**What needs to be done**
In the records below, find the lines that include "from" and copy each.

[[ Records for the task open ]]

PR #3489, opened 2020-05-17
boost: qualify placeholders with their full namespace.

Ponce:
This is needed with boost >= 1.73.0.

PR #3566, opened 2020-06-12
boost: qualify placeholders with their full namespace. (Backport to 3.8)

noc0lour:
This is needed with boost >= 1.73.0.

This is just a backport of #3489

### DIFF
--- a/docs/usage-manual/(exported from wiki) Message Passing.txt
+++ b/docs/usage-manual/(exported from wiki) Message Passing.txt
@@ -94,7 +94,7 @@ must then bind this port to the message handler. For this, we use
 Boost's 'bind' function:
 
   set_msg_handler(pmt::pmt_t port_id,
-    boost::bind(&block_class::message_handler_function, this, _1));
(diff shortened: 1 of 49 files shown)


noc0lour:
failing Ubuntu 18.04 test is unrelated, message passing \o/

jdemel:
I suggest to move to lambdas instead of fully qualified placeholders. @ThomasHabets benchmarked them and the result was basically: use lambdas.

noc0lour:
Is there a separate path for master we can backport? I really don't mind which solution is chosen, I just want to compile it on my machine ;)

jdemel:
You could use #3441 and just change those 2 lines in `basic_block` such that you use `boost::function` instead of `std::function` again.
Unfortunately, the development history of this PR was, I want `std::function` and then I fixed all the issues that arose. Instead of, let's just move to lambdas and then just do the trivial switch to `std::function`.

noc0lour:
Will see that I can pull out the lambda commit and apply it on 3.8.

mbr0wn:
Inactive, needs rebase, closing.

[[ Records for the task closed ]]

**Task response**
--- a/docs/usage-manual/(exported from wiki) Message Passing.txt
+++ b/docs/usage-manual/(exported from wiki) Message Passing.txt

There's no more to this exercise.